— Work instructions —
Lines to return, exactly: from the line with "added ID for scripts" to the line with "identify a script." in the entries below, both included.

— Input material —
==========

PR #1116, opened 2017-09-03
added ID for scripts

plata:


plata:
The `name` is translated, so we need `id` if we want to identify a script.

==========

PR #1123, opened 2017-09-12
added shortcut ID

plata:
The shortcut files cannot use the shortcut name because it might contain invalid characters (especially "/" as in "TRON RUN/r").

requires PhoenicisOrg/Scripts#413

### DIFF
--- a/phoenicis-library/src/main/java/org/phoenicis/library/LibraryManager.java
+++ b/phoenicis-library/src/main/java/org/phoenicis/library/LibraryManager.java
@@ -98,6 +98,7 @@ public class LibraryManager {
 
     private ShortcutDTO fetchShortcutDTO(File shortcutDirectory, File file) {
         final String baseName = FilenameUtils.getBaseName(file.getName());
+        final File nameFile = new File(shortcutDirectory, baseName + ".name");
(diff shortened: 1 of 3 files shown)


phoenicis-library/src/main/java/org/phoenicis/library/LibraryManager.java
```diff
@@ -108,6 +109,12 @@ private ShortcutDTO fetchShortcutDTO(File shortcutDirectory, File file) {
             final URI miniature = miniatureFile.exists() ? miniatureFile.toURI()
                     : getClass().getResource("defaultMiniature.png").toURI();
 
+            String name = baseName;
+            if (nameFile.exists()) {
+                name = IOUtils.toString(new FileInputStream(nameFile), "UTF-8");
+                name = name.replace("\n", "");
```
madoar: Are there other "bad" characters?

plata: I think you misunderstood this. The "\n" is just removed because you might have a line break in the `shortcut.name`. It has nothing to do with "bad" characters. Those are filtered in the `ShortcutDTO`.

==========

— Exercise answer —
added ID for scripts

plata:


plata:
The `name` is translated, so we need `id` if we want to identify a script.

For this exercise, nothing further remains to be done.